*INSTRUCTIONS TO FOLLOW*. Whenever a line below mentions the word "PersistedConfigurableItemFullName", that line should be copied.

[Collected data entries]
Issue #5162, opened 2026-07-15
Creating form from template doesn't work - empty table with templates


yuliaGradova:
When attempting to create a form from a template, the templates table is completely empty. `api/services/app/Entities/GetAll` fails with error `GetAllAsync is not implemented for entity of type Shesha.Domain.FormConfiguration`

**To Reproduce**
1. Navigate to Create Form
2. Select 'Use Template'
3. Observe the templates table is empty
4. Open the browser console or network tab
5. Observe the error: `GetAllAsync is not implemented for entity of type Shesha.Domain.FormConfiguration`

**Expected behavior**
The templates table should display all available form templates

**Screenshots**

<img width="2077" height="964" alt="Image" src="https://github.com/user-attachments/assets/7a290276-8563-43f8-8196-84ce59cbcc5d" />

**Additional Notes**
The same problem when try to select Form in Entity Reference. So it means the problem with API

<img width="2559" height="809" alt="Image" src="https://github.com/user-attachments/assets/726746d8-7bc0-4330-b409-05d056897924" />

Kulani-MM:
Reopening. Selecting a template now works, but proceeding to the **Configurations** step fails:

Error: `Unknown configuration item identifier inside getCachedConfigAsync / getFormAsync`

<img width="2996" height="1648" alt="Image" src="https://github.com/user-attachments/assets/fe508863-b7ba-41bd-968f-aa5412f767c8" />


The same problem with entity reference. 
- Open [the form](https://linux-functional-adminportal-test.azurewebsites.net/dynamic/Boxfusion.SheshaFunctionalTests.ModuleA/PersonDetailsView24?id=80aa3e9a-0fff-4551-ab30-0c465e93db69)
- When I click on Address on details view the form is empty and `Unknown configuration item identifier` error though selected form existed

<img width="2063" height="1195" alt="Image" src="https://github.com/user-attachments/assets/ffc17d03-f1c1-425c-8ebd-692e7d26227b" />

yuliaGradova:
@

PR #5192, opened 2026-07-23
James/b/5162

James-Baloyi:
#5162 

## Summary by CodeRabbit

- **Bug Fixes**
  - Improved configuration item identifier handling, including whitespace-only values and normalization for name/module and nested inputs.
  - Enhanced configuration lookup behavior with better cache/request de-duplication and clearer “not found” errors.
  - Fixed form template loading for both GUIDs and module/name references.
  - Improved autocomplete selection syncing and prevented focus loss in multi-select mode.
  - Safer handling of non-configurable data-bound properties and early handling of empty entity types.
- **Configuration**
  - Added a configuration migration containing the form creation template.
- **Performance**
  - Improved URL repository memoization stability.


shesha-reactjs/src/interfaces/configurableItems.ts
```diff
@@ -1,25 +1,46 @@
...
   return isConfigurableItemFullName(value)
-    ? (value.module === null ? value.name : `${value.module}:${value.name}`)
+    ? (isNullOrWhiteSpace(value.module) ? value.name : `${value.module}:${value.name}`)
     : value;
 };
+
+const canonicalModule = (module: unknown): string | null =>
+  typeof module === "string" && !isNullOrWhiteSpace(module) ? module : null;
+
+export const normalizeConfigurableItemIdentifier = (value: unknown): ConfigurableItemIdentifier | undefined => {
```
IvanIlyichev: The normalizeConfigurableItemIdentifier function handles a data type that is not declared in the project. If this type genuinely needs to be handled, it must be explicitly declared, and the corresponding calls must also be present. Otherwise, the code is both pointless and fragile, and it will be removed or modified during any subsequent revision.

shesha-reactjs/src/providers/configurationItemsLoader/configurationLoader.ts
```diff
@@ -313,7 +313,7 @@ export class ConfigurationLoader implements IConfigurationLoader {
       return await this.getCachedConfigAsync<TConfigDto>({ ...args, id: lookup });
     }
 
-    throw new Error('Unknown configuration item identifier');
+    throw new Error(`Unknown configuration item identifier: ${JSON.stringify(id)}`);
```
IvanIlyichev: Within try-catch blocks, it is recommended to either use a safe JSON serialization approach or, alternatively, pass the data directly as an error parameter without any serialization.

shesha-reactjs/src/providers/sheshaApplication/publicApi/forms/api.ts
```diff
@@ -46,15 +46,29 @@ export class FormsApi implements IFormsApi {
     this._entityMetadataHelper = new FormMetadataHelper(metadataDispatcher);
   }
 
+  // expects an already-trimmed, non-empty identifier; returns undefined when it
+  // resolves to an empty name (so an empty GetByName request is never issued)
+  private buildTemplateUrl = (trimmed: string): string | undefined => {
+    const isGuid = /^[0-9a-fA-F]{8}-[0-9a-fA-F]{4}-[0-9a-fA-F]{4}-[0-9a-fA-F]{4}-[0-9a-fA-F]{12}$/.test(trimmed);
```
IvanIlyichev: Guid string validation is currently duplicated. If this check is genuinely necessary, the existing `isValidGuid()` validation function should be used instead.

shesha-reactjs/src/interfaces/configurableItems.ts
```diff
@@ -1,25 +1,46 @@
...
-  readonly module: string | null;
+  readonly module?: string | null;
 }
 
 export type ConfigurableItemUid = string;
 export type ConfigurableItemIdentifier = ConfigurableItemFullName | ConfigurableItemUid;
 
-export const isConfigurableItemRawId = (formId: ConfigurableItemIdentifier): formId is ConfigurableItemUid => {
-  return isDefined(formId) && typeof formId === 'string';
+export const isConfigurableItemRawId = (formId: unknown): formId is ConfigurableItemUid => {
```
IvanIlyichev: Changing the argument type to unknown in the isConfigurableItemRawId type guard will make it prone to misuse, as some checks will be effectively disabled. The same applies to isConfigurableItemFullName(), which I will update myself later.

shesha-reactjs/src/providers/sheshaApplication/publicApi/forms/api.ts
```diff
@@ -46,15 +46,29 @@ export class FormsApi implements IFormsApi {
     this._entityMetadataHelper = new FormMetadataHelper(metadataDispatcher);
   }
 
+  // expects an already-trimmed, non-empty identifier; returns undefined when it
+  // resolves to an empty name (so an empty GetByName request is never issued)
+  private buildTemplateUrl = (trimmed: string): string | undefined => {
```
IvanIlyichev: The argument name trimmed in buildTemplateUrl is inappropriate. Argument names should clearly reflect their semantic purpose rather than their formatting.

shesha-reactjs/src/providers/sheshaApplication/publicApi/forms/api.ts
```diff
@@ -46,15 +46,29 @@ export class FormsApi implements IFormsApi {
...
   }
 
+  // expects an already-trimmed, non-empty identifier; returns undefined when it
+  // resolves to an empty name (so an empty GetByName request is never issued)
+  private buildTemplateUrl = (trimmed: string): string | undefined => {
+    const isGuid = /^[0-9a-fA-F]{8}-[0-9a-fA-F]{4}-[0-9a-fA-F]{4}-[0-9a-fA-F]{4}-[0-9a-fA-F]{12}$/.test(trimmed);
+    if (isGuid)
+      return `/api/services/Shesha/FormConfiguration/Get?${qs.stringify({ id: trimmed })}`;
+
+    const separatorIndex = trimmed.search(/[/:]/);
```
IvanIlyichev: Manual parsing of the identifier is pointless and undocumented (both in the interface description and in the public API). If this functionality is truly required, the proper approach would be to add support for two data types - string and object - and update the documentation accordingly.

shesha-reactjs/src/interfaces/configurableItems.ts
```diff
@@ -1,25 +1,46 @@
-import { isDefined } from "@/utils/nullables";
+import { isDefined, isNullOrWhiteSpace } from "@/utils/nullables";
 
 export interface ConfigurableItemFullName {
   readonly name: string;
-  readonly module: string | null;
+  readonly module?: string | null;
```
IvanIlyichev: Module is a mandatory property. It must be either a string or null (the latter is only for legacy forms, which are not even available in the current version). We should not relax this type constraint.

IvanIlyichev (changes requested):

IvanIlyichev (changes requested):
Hi @James-Baloyi. Please clarify the purpose of `PersistedConfigurableItemIdentifier`, `PersistedConfigurableItemRawId`, and `PersistedConfigurableItemFullName`. Currently, these are used only within IConfigurationLoader.getCurrentConfigAsync() and have no other references in code or form configurations. If they are indeed unused, removing them would reduce unnecessary complexity. Additionally, please mark any previous comments as resolved if they have been addressed.

James-Baloyi:
@IvanIlyichev 

They were added in commit 38978b40a in response to your earlier review comment ("the function handles a data type that is not declared in the project… it must be explicitly declared"). Before that, normalizeConfigurableItemIdentifier took unknown and did the same shape sniffing untyped.

"The normalizeConfigurableItemIdentifier function handles a data type that is not declared in the project. If this type genuinely needs to be handled, it must be explicitly declared, and the corresponding calls must also be present. Otherwise, the code is both pointless and fragile…"

IvanIlyichev:
> @IvanIlyichev
> 
> They were added in commit [38978b4](https://github.com/shesha-io/shesha-framework/commit/38978b40ac91e6a1ed6fc7a460e3093c28d5e7ae) in response to your earlier review comment ("the function handles a data type that is not declared in the project… it must be explicitly declared"). Before that, normalizeConfigurableItemIdentifier took unknown and did the same shape sniffing untyped.
> 
> "The normalizeConfigurableItemIdentifier function handles a data type that is not declared in the project. If this type genuinely needs to be handled, it must be explicitly declared, and the corresponding calls must also be present. Otherwise, the code is both pointless and fragile…"

Hi @James-Baloyi. Correct, the previous revision of the proposed changes handled a data structure that wasn't defined as a type in the code, which is why I included the caveat "If this type genuinely needs to be handled." However, I don't see any actual usage of this functionality (I mean this type of arguments), so it appears to be unnecessary.
This is core functionality that accepts only two well-defined inputs: a raw ID (GUID as a string) and an object containing a mandatory item name and module name. It should not be cluttered with type-conversion logic—the argument type itself is a strict requirement here.

James-Baloyi:
Morning @IvanIlyichev  

I deleted PersistedConfigurableItemRawId, PersistedConfigurableItemFullName, PersistedConfigurableItemIdentifier, the canonicalModule helper and normalizeConfigurableItemIdentifier entirely. The file is back to the two guards plus configurableItemIdentifierToString and the bug fixes are still intact.

IvanIlyichev (approved):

*EXERCISE OUTPUT*.
Hi @James-Baloyi. Please clarify the purpose of `PersistedConfigurableItemIdentifier`, `PersistedConfigurableItemRawId`, and `PersistedConfigurableItemFullName`. Currently, these are used only within IConfigurationLoader.getCurrentConfigAsync() and have no other references in code or form configurations. If they are indeed unused, removing them would reduce unnecessary complexity. Additionally, please mark any previous comments as resolved if they have been addressed.
I deleted PersistedConfigurableItemRawId, PersistedConfigurableItemFullName, PersistedConfigurableItemIdentifier, the canonicalModule helper and normalizeConfigurableItemIdentifier entirely. The file is back to the two guards plus configurableItemIdentifierToString and the bug fixes are still intact.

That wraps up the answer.